Richard Burns Rally angespielt
Gestern hatte PC Games Gelegenheit, mit einer frühen, aber schon gut spielbare Version von Richard Burns Rally eine kurze Spritztour zu unternehmen. Erster Eindruck: Für Realismusfanatiker könnte die nach dem ersten englischen WRC-Gewinner benannte Rally-Simulation das Nonplusultra werden. Angefangen bei den ultra-detaillierten Setups, die bis hin zum Reifendruck wirklich jede noch so kleine Einstellung am Wagen erlauben, über die mit Schlaglöchern übersäten Pisten, die sogar das Umverteilen von Geröll nach mehrmaligem Befahren mit simulieren, bis hin zum Fahrverhalten der Renner selbst ist Richard Burns Rally ganz auf Wirklichkeitsnähe getrimmt. Da wird selbst das Geradeausfahren zur Herausforderung. Kein Wunder, dass das Fahrertraining obligatorisch ist: Wer eine Fahrerkarriere beginnen will, muss sich erst durch eine Dutzende Aufgaben umfassende Fahrschule kämpfen.
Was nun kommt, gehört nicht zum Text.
PR #742, opened 2023-07-20
Set VENV_PATH properly

Atry:
We should switch to `.venv` since #735

### DIFF
--- a/src/modules/languages/python.nix
+++ b/src/modules/languages/python.nix
@@ -16,7 +16,7 @@ let
     # existing virtual environment. For instance if devenv was started within an venv.
     unset VIRTUAL_ENV
 
-    VENV_PATH="${config.env.DEVENV_STATE}/venv"
+    VENV_PATH="${config.env.DEVENV_ROOT}/.venv"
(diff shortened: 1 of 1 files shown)


bobvanderlinden:
It wasn't my intention to change the venv path for `languages.python.venv.enable`. I changed it for poetry, because poetry isn't compatible with other paths. What was the motivation for changing this path as well?

Atry:
Why not have a unified venv path? It would be a surprising behavior when users found the Python environment changes when they enable Poetry.

bobvanderlinden:
.devenv/state is the directory to place stateful files like venv. Poetry is just limited in the sense that I wasn't able to reliably steer poetry to use the state directory. Venv itself doesn't have that problem.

Ganz harte Burschen haben in einem besonders coolen Extramodus Gelegenheit, gegen ein von Richard Burns höchstpersönlich gesteuertes Ghost-Fahrzeug anzutreten - ab September.


aber das spiel: wenn die nichts falsch machen wird es RICHTIG genial
bisher fand ich Ralleyspiele mit Lenkrad immer schlechter als mit Gamepad, ganz im Gegensatz zu Formel1 oder so.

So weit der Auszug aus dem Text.